In the event that any of us (god forbid) fails in the pursuit of a dream which consists mostly of money and very little of actually writing anything memorable, you may find yourself at a crossroads wherein you decide that kidnapping someone and holding them for ransom may provide a more sound financial future (if not for yourself then for your loved ones). This shouldn't be taken lightly because a properly constructed ransom note is as hard as a query letter. You will need the following elements:
- Don’t be lazy and use the internet. Look, I know you can go on the web and use different programs that turn your text into a ransom note. That’s kid stuff. If you’re doing the crime, do the extra work and make the note yourself. Handmade. Just think of it as a more grown-up arts and crafts project.
- Spell check, spell check, spell check Do you want to come across as a criminal mastermind, or some barely literate immigrant? The choice is yours. You don’t want the five-oh laughing at your poor punctuation and the fact that you threatening people by threatening to "kil" them.
- No codes, ciphers, rebuses, etc. You want your ransom note to have a clear and effective message; mainly, that you have a member of someone’s family hostage and want money immediately or else. If you’re trying to be cute and send someone a note covered in bizarre glyphs which take months to decode, you’re never gonna collect on your investment, and then you’ve got some problems on your hands.

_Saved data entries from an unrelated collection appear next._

PR #460, opened 2026-09-01
feat(comparison): comparison page overhaul — all metrics on run rows, comparison-wide trace-grounded deep-dive (async), list-page running-run fixes

goyamegh:
## Summary

Overhauls the comparison page across 5 iterations (~12 commits) based on live owner UX feedback and a repeated bug-hunt against a real running tunnel/server.

### 1. Scoreboard declutter — every metric on the run rows
- Removed the recharts "Quality metrics" bar chart entirely (no charts in this flow).
- Every `RunAggregateMetrics` field now lives directly on the scoreboard row (Pass Rate, Cost, Avg Duration, Coverage, Avg Accuracy, Tokens, LLM Calls, Tool Calls) using the existing formatters — the "All metrics" expander and `MetricComparisonPanel` are deleted.
- The per-run expandable drawer (`RunDetailDrawer`) is removed; each row now has an inline "Open run" link + inline Remove (X) button.
- The judge model is shown once (not per row) via a single muted line, unless the compared runs use different judges.

### 2. Editable deep-dive system prompt (browser-cache only)
- `GET /api/comparison/deep-dive/system-prompt` returns the built-in default prompt.
- `POST /api/comparison/deep-dive` accepts an optional `systemPrompt` override (validated, capped at 20,000 chars).
- The "What's actually different" panel gained a collapsed-by-default editable textarea, prefilled from localStorage, with a "Reset to default" button. Nothing is persisted server-side.

### 3. Comparison-wide deep-dive
- The default prompt now receives a compact results table across every compared test case (`rows: ComparisonRowSummary[]`), instructed to selectively surface disagreements/score gaps/category patterns rather than following a fixed rubric.
- The deep-dive agent can now trace ANY case on demand via `query_spans`/`query_logs` (not just one fixed representative case), with case-aware span citations (`span:<caseId>:<runId>:<spanId>`).
- Fixed a bug where the scoreboard's Cost/Tokens/LLM Calls/Tool Calls columns showed `--` for trace-judged runs when a real value was available; kept the fallback honest (no fabricated proxies) where no data exists.
- Added a batch-metrics `session.id` correlation fix so span/trace lookups scoped to a comparison correlate correctly.

### 4. Live-bug-hunt fixes (round 4, found via a live tunnel repro)
- Deep-dive: elapsed-seconds loading indicator, a 200s client-side timeout with clear error+retry, and a server-side 180s generation deadline so a stuck agent loop fails clearly instead of hanging the HTTP response forever.
- Traces tab: fixed a permanent spinner when both compared runs have zero OTel correlators — resolves immediately to an honest empty state instead of issuing a doomed fetch; added a client-side fetch timeout with a clear "timed out" error.
- Evaluation Runs page / Benchmark Runs page: in-progress runs now show a "Running" badge and the true **planned** total (not just the count of test cases that have started), and both pages poll while a run is in flight. The Benchmark Runs page also now surfaces runs associated via `benchmarkId` that aren't embedded in `benchmark.runs[]` (previously invisible).
- Coverage banner reworded from "N shared / M total" to "N in both · M only in A" (names which side carries the extra cases).
- Scoreboard run-name cell: the hover tooltip now always matches the displayed text (previously blank when `runName` was falsy even though the row showed the agent-name fallback).

### 5. Async deep-dive job pattern + breadcrumb fix (round 5)
- `POST /api/comparison/deep-dive` now starts (or dedupes onto) a background job and returns `{ jobId }` in well under a second instead of holding the connection open for the full generation — this fixes a public-tunnel 524 gateway timeout that a synchronous long-running request was hitting even though the generation itself completes fine on localhost.
- `GET /api/comparison/deep-dive/jobs/:jobId` polls status (`running`/`done`/`error`); de-duped by an order-independent hash of the report pair + prompt inputs; capped at 3 concurrent generations (429 beyond that); jobs are swept 30 minutes after their terminal time.
- The client now polls every ~2.5s instead of holding one long-lived fetch open; existing loading/caching UX (elapsed counter, localStorage cache) is unchanged.
- Comparison page breadcrumb now names the benchmark for benchmark-scoped comparisons ("Evaluations > `<benchmark name>` > Compare Runs").
- Per owner feedback, the "Comparing A vs B · benchmark X" summary line added in round 4 was removed outright (not reworded) to avoid extra vertical space — benchmark identity now lives only in the breadcrumb, run identity only on the scoreboard rows.

## Testing

All test levels updated per level touched. Full details in `CHANGELOG.md` under `[Unreleased]`.

- **Unit**: `npm run test:unit` — **310 suites / 5308 tests passing, 5 skipped**, 0 failing.
- **Integration**: new suites added for the async deep-dive job endpoint (`tests/integration/server/routes/comparisonDeepDiveJobs.integration.test.ts`) and the benchmark-associated-runs filter (`tests/integration/server/routes/storage/evaluationRunsBenchmarkIdFilter.integration.test.ts`); existing `comparisonDeepDive.integration.test.ts` re-verified green.
- **E2E (Playwright, production build, matching CI's `workers: 2` config)**: **460 / 477 passing** (11 skipped, 1 flaky-then-passed-on-retry, 5 failing). All 5 failures + the 1 flaky test are in files this PR does not touch (`dashboard.spec.ts`, `skills.spec.ts` ×2, `evaluation-runner.spec.ts`, `evaluation-runs.spec.ts`, `test-case-runs.spec.ts`) — pre-existing Playwright strict-mode locator ambiguity / first-load timing issues unrelated to this change. Every comparison-page e2e spec (`comparison*.spec.ts`, 40+ specs) passes 100%.
- Manually verified against a real (non-mocked) local server: the async deep-dive job POST returned `{jobId}` in single-digit milliseconds while the generation continued in the background.

CHANGELOG.md is updated under `## [Unreleased]` with full per-round detail and file-by-file test references.


goyamegh:
## CI verification — all checks green

**Head SHA:** `82aba5709383fde720213e465e37ea63fa81f435`

| Check | Result |
|---|---|
| build-and-test (18/20/22) | ✅ success |
| integration-tests | ✅ success |
| e2e-tests | ✅ success — **473 passed, 3 flaky (recovered on retry), 11 skipped, 0 hard failures** (477 total) |
| release-rehearsal | ✅ success |
| lint-and-typecheck | ✅ success |
| security-scan | ✅ success |
| license-check | ✅ success |
| check-changelog | ✅ success |
| link-check | ✅ success (fixed in 82aba57 — see below) |
| DCO | ✅ success (all 13 commits signed off) |

### Local verification (pre-push), matching CI's config (production build, 2 workers)

- **Unit**: `npm run test:unit` — 310 suites / 5308 tests passing, 5 skipped, 0 failing.
- **Integration**: new suites for the async deep-dive job endpoint and the benchmark-associated-runs filter pass; existing comparison-deep-dive integration suite re-verified green against a real (non-mocked) local server — a `POST /api/comparison/deep-dive` returned `{jobId}` in single-digit milliseconds while generation continued in the background, confirming the tunnel-524 fix.
- **E2E** (Playwright, `CI=true`, production build, 2 workers — same config the CI job runs): 460/477 passed locally on the first pass before the CI-confirmed run above; every `comparison*.spec.ts` spec (40+ specs covering the scoreboard declutter, editable/comparison-wide deep-dive, async job polling, span citations, traces-tab states, coverage wording, breadcrumb) passed 100%.

### Fix applied after first CI run

The first CI run caught a real issue: `link-check` failed because `CHANGELOG.md` still had markdown links (`[path](path)`) to 4 files this branch deletes (`components/comparison/DeepDiveHeaderMetrics.tsx`, `components/comparison/AggregateMetricsChart.tsx`, `components/comparison/MetricComparisonPanel.tsx`, `tests/unit/components/comparison/DeepDiveHeaderMetrics.test.ts`). Commit `82aba57` converts those 8 occurrences to plain inline-code spans (the historical narrative stays, it just no longer links to a path that no longer exists). All checks are green as of that commit.

ps48 (approved):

- Tailor your ransom note to the victim. If it’s a foreign diplomat, use pieces of their nation’s flag as the letters. Or, let’s hypothetically say that you happen to have in your possession one of a certain celebrity couple’s adopted babies. You could use the People Magazine covers they adorned to make the words as well.
- Wear gloves Don’t be an idiot and put your fingerprints all over your work. If you get busted because your thumb print got matched on the letters you cut out, you deserve what you get in prison. Be careful; burn whatever you use to make the note, and pick a pretty common variety of paper upon which to glue your letters. Contrary to what popular television shows would like you to believe, it takes some pretty obvious mistakes in order to get caught.
- No body parts on the first note It comes off as too desperate, or worse – like you’re bluffing. Nobody wants to deal with some crazy blood-hungry beast that’s into mailing people toes. Plus, it’s almost impossible to ship body parts through the mail. This means hand delivering the letter, which means a greater chance of being caught. It’s too stupid a risk. You’re better off with using second ransom letters as a chance to show off your photography skills by attaching Polaroid pictures of your kidnapee in various states of duress.